TASK> Nothing in the records below may change; print them all exactly.

DATA SUPPLIED>

PR #535, opened 2025-04-18
Limits for docmuncher

poornimaramesh:
Reviewer: @lickem22 
Estimate: ~10 minutes

---

## Ticket
Add upload limits for docmuncher

## Description
Set and enforce limits to restrict users from uploading too many documents, based on existing card limits
Here is roughly how it works:
1. Each time a document / zip file is uploaded, we count the number of pages in the document. We then make an _estimate_ of how many cards this will generate (I've set the default to 2 cards per page, but it is configurable via `.core_backend.env`).
2. We then update a variable in redis that keeps a running log of _estimated_ cards that will be generated by all the background processes
3. We then count the number of existing cards + estimated cards, and reject the current upload if this exceeds the set card limit

This ensures that (a) you cannot upload documents when you've exceeded the content limit, and (b) you can't simply run concurrent jobs to beat the content limit

### Changes
- Added content rate limiting for DocMuncher in the `docmuncher/upload` router.
- Added a env variable `PAGES_TO_CARDS_CONVERSION` in `template.core_backend.env` -- we need this to get estimated cards from each document
- Updated the frontend to display a full error message when an upload is rejected.

### Future Tasks (optional)
- Add unit tests
- Find a better way to get estimated cards from docs OR impose restrictions on number of pages also?

## How has this been tested?
1. In `.core_backend.env`, change the `ADMIN_CONTENT_QUOTA` to 10, and `PAGE_TO_CARDS_CONVERSION` to 2
2. Try uploading `test.pdf` and `test_2.pdf` from [this link](https://drive.google.com/drive/folders/16HCKxV4Hu4iFTscypnvwZNvejeZAD1VS) one immediately after the other (i.e. before the first job finishes). The second pdf should fail to upload because the content limit is exceeded.
3. Wait until the first job is finished and try uploading the second `test_2.pdf` file again. This upload should also fail
4. Delete any cards that were created. Now try uploading the zip file from the link above. The entire upload should fail.

## Checklist


core_backend/app/docmuncher/routers.py
```diff
@@ -16,17 +16,26 @@
...
 from sqlalchemy.ext.asyncio import AsyncSession
 
 from ..auth.dependencies import get_current_user, get_current_workspace_name
-from ..config import REDIS_DOC_INGEST_EXPIRY_TIME as REDIS_EXPIRATION_SECONDS
+from ..config import (
+    CHECK_CONTENT_LIMIT,
+    PAGES_TO_CARDS_CONVERSION,
+)
+from ..config import (
+    REDIS_DOC_INGEST_EXPIRY_TIME as REDIS_EXPIRATION_SECONDS,
```
lickem22, line 28: Why the alias ?

core_backend/app/docmuncher/routers.py
```diff
@@ -135,7 +151,31 @@ async def upload_document(
...
 
-    # 2.
+    # 3.
+    # Get temporary log of expected contents to be created by running jobs
+    temp_docmuncher_contents = await redis.get("temp_docmuncher_contents")
+    if not temp_docmuncher_contents:
+        temp_docmuncher_contents = 0
+    else:
+        temp_docmuncher_contents = int(temp_docmuncher_contents.decode("utf-8"))
+    num_expected_contents = (
```
lickem22, line 161: There is an issue with that approach:
- As long as a document passes the import validation, the count is increased. And when it fails it's not updated an issue arises. I tried adding a doc after two failed because the tag existed And I got this error:
`An error occurred: Document ingestion could exceed content quota: Adding 12 new contents to the database would exceed the allowed limit of 9 contents.`.

core_backend/app/docmuncher/dependencies.py
```diff
@@ -455,6 +456,17 @@ async def process_pdf_file(
...
     finally:
         await redis.set(task_id, job_status_pydantic.model_dump_json())
+
+        temp_docmuncher_contents = await redis.get("temp_docmuncher_contents")
+        num_pages = len(markdown_text["pages"])
+
+        # Update expected contents since task has finished
+        await redis.set(
+            "temp_docmuncher_contents",
+            min(
```
lickem22, line 466: Shouldn't this be max?

lickem22 (approved):
Hi @poornimaramesh  thank you so much for this.
There are a few things to fix :
- The `temp_docmuncher_contents` is not set per workspace.
- I have this weird bug where where it seems like the `temp_docmuncher_contents` doesn't get updated. So when you add a failed doc (adding the same document twice) and you try to add a valid document it doesn't allow you.
We can discuss that in a huddle tomorrow. But I can also  fix if you don't have the capacity.

core_backend/app/docmuncher/routers.py
poornimaramesh: fixed it -- it's because the reset in `dependencies` wasn't computing the number of pages correctly

poornimaramesh:
@lickem22 added a few more changes as we discussed:
1. A default page quota (switch this to 10 in your local repo for testing)
2. Now we do 2 checks: (a) whether the upload directly exceeds this quota, (b) whether the number of cards that could potentially be created from this exceed the content quota
3. The error message from (a) and (b) are both written in terms of pages to enable better UX.

Repeat the same tests as above to check if things work as expected

poornimaramesh:
> Hi @poornimaramesh thank you so much for this. There are a few things to fix :
> 
> * The `temp_docmuncher_contents` is not set per workspace.
> * I have this weird bug where where it seems like the `temp_docmuncher_contents` doesn't get updated. So when you add a failed doc (adding the same document twice) and you try to add a valid document it doesn't allow you.
>   We can discuss that in a huddle tomorrow. But I can also  fix if you don't have the capacity.

This bug was because I was using the markdown text to determine number of pages / contents to decrease from the temp variable. But in the tags case, obviously no markdown text is created. Now I use the input file content in `process_pdf_file` to determine the number of pages, so it seems to work

core_backend/app/users/models.py
```diff
@@ -114,6 +114,7 @@ class WorkspaceDB(Base):
         DateTime(timezone=True), nullable=True
     )
     content_quota: Mapped[int | None] = mapped_column(Integer, nullable=True)
+    page_quota: Mapped[int | None] = mapped_column(Integer, nullable=True)
```
lickem22, line 117: I think we should not add it in the DB. Since we keep the page quota as a factor of the contents quota we can just compute instead of saving to DB. I think that would make things easier.

lickem22 (approved):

ANSWER SPACE>
PR #535, opened 2025-04-18
Limits for docmuncher

poornimaramesh:
Reviewer: @lickem22 
Estimate: ~10 minutes

---

## Ticket
Add upload limits for docmuncher

## Description
Set and enforce limits to restrict users from uploading too many documents, based on existing card limits
Here is roughly how it works:
1. Each time a document / zip file is uploaded, we count the number of pages in the document. We then make an _estimate_ of how many cards this will generate (I've set the default to 2 cards per page, but it is configurable via `.core_backend.env`).
2. We then update a variable in redis that keeps a running log of _estimated_ cards that will be generated by all the background processes
3. We then count the number of existing cards + estimated cards, and reject the current upload if this exceeds the set card limit

This ensures that (a) you cannot upload documents when you've exceeded the content limit, and (b) you can't simply run concurrent jobs to beat the content limit

### Changes
- Added content rate limiting for DocMuncher in the `docmuncher/upload` router.
- Added a env variable `PAGES_TO_CARDS_CONVERSION` in `template.core_backend.env` -- we need this to get estimated cards from each document
- Updated the frontend to display a full error message when an upload is rejected.

### Future Tasks (optional)
- Add unit tests
- Find a better way to get estimated cards from docs OR impose restrictions on number of pages also?

## How has this been tested?
1. In `.core_backend.env`, change the `ADMIN_CONTENT_QUOTA` to 10, and `PAGE_TO_CARDS_CONVERSION` to 2
2. Try uploading `test.pdf` and `test_2.pdf` from [this link](https://drive.google.com/drive/folders/16HCKxV4Hu4iFTscypnvwZNvejeZAD1VS) one immediately after the other (i.e. before the first job finishes). The second pdf should fail to upload because the content limit is exceeded.
3. Wait until the first job is finished and try uploading the second `test_2.pdf` file again. This upload should also fail
4. Delete any cards that were created. Now try uploading the zip file from the link above. The entire upload should fail.

## Checklist


core_backend/app/docmuncher/routers.py
```diff
@@ -16,17 +16,26 @@
...
 from sqlalchemy.ext.asyncio import AsyncSession
 
 from ..auth.dependencies import get_current_user, get_current_workspace_name
-from ..config import REDIS_DOC_INGEST_EXPIRY_TIME as REDIS_EXPIRATION_SECONDS
+from ..config import (
+    CHECK_CONTENT_LIMIT,
+    PAGES_TO_CARDS_CONVERSION,
+)
+from ..config import (
+    REDIS_DOC_INGEST_EXPIRY_TIME as REDIS_EXPIRATION_SECONDS,
```
lickem22, line 28: Why the alias ?

core_backend/app/docmuncher/routers.py
```diff
@@ -135,7 +151,31 @@ async def upload_document(
...
 
-    # 2.
+    # 3.
+    # Get temporary log of expected contents to be created by running jobs
+    temp_docmuncher_contents = await redis.get("temp_docmuncher_contents")
+    if not temp_docmuncher_contents:
+        temp_docmuncher_contents = 0
+    else:
+        temp_docmuncher_contents = int(temp_docmuncher_contents.decode("utf-8"))
+    num_expected_contents = (
```
lickem22, line 161: There is an issue with that approach:
- As long as a document passes the import validation, the count is increased. And when it fails it's not updated an issue arises. I tried adding a doc after two failed because the tag existed And I got this error:
`An error occurred: Document ingestion could exceed content quota: Adding 12 new contents to the database would exceed the allowed limit of 9 contents.`.

core_backend/app/docmuncher/dependencies.py
```diff
@@ -455,6 +456,17 @@ async def process_pdf_file(
...
     finally:
         await redis.set(task_id, job_status_pydantic.model_dump_json())
+
+        temp_docmuncher_contents = await redis.get("temp_docmuncher_contents")
+        num_pages = len(markdown_text["pages"])
+
+        # Update expected contents since task has finished
+        await redis.set(
+            "temp_docmuncher_contents",
+            min(
```
lickem22, line 466: Shouldn't this be max?

lickem22 (approved):
Hi @poornimaramesh  thank you so much for this.
There are a few things to fix :
- The `temp_docmuncher_contents` is not set per workspace.
- I have this weird bug where where it seems like the `temp_docmuncher_contents` doesn't get updated. So when you add a failed doc (adding the same document twice) and you try to add a valid document it doesn't allow you.
We can discuss that in a huddle tomorrow. But I can also  fix if you don't have the capacity.

core_backend/app/docmuncher/routers.py
poornimaramesh: fixed it -- it's because the reset in `dependencies` wasn't computing the number of pages correctly

poornimaramesh:
@lickem22 added a few more changes as we discussed:
1. A default page quota (switch this to 10 in your local repo for testing)
2. Now we do 2 checks: (a) whether the upload directly exceeds this quota, (b) whether the number of cards that could potentially be created from this exceed the content quota
3. The error message from (a) and (b) are both written in terms of pages to enable better UX.

Repeat the same tests as above to check if things work as expected

poornimaramesh:
> Hi @poornimaramesh thank you so much for this. There are a few things to fix :
> 
> * The `temp_docmuncher_contents` is not set per workspace.
> * I have this weird bug where where it seems like the `temp_docmuncher_contents` doesn't get updated. So when you add a failed doc (adding the same document twice) and you try to add a valid document it doesn't allow you.
>   We can discuss that in a huddle tomorrow. But I can also  fix if you don't have the capacity.

This bug was because I was using the markdown text to determine number of pages / contents to decrease from the temp variable. But in the tags case, obviously no markdown text is created. Now I use the input file content in `process_pdf_file` to determine the number of pages, so it seems to work

core_backend/app/users/models.py
```diff
@@ -114,6 +114,7 @@ class WorkspaceDB(Base):
         DateTime(timezone=True), nullable=True
     )
     content_quota: Mapped[int | None] = mapped_column(Integer, nullable=True)
+    page_quota: Mapped[int | None] = mapped_column(Integer, nullable=True)
```
lickem22, line 117: I think we should not add it in the DB. Since we keep the page quota as a factor of the contents quota we can just compute instead of saving to DB. I think that would make things easier.

lickem22 (approved):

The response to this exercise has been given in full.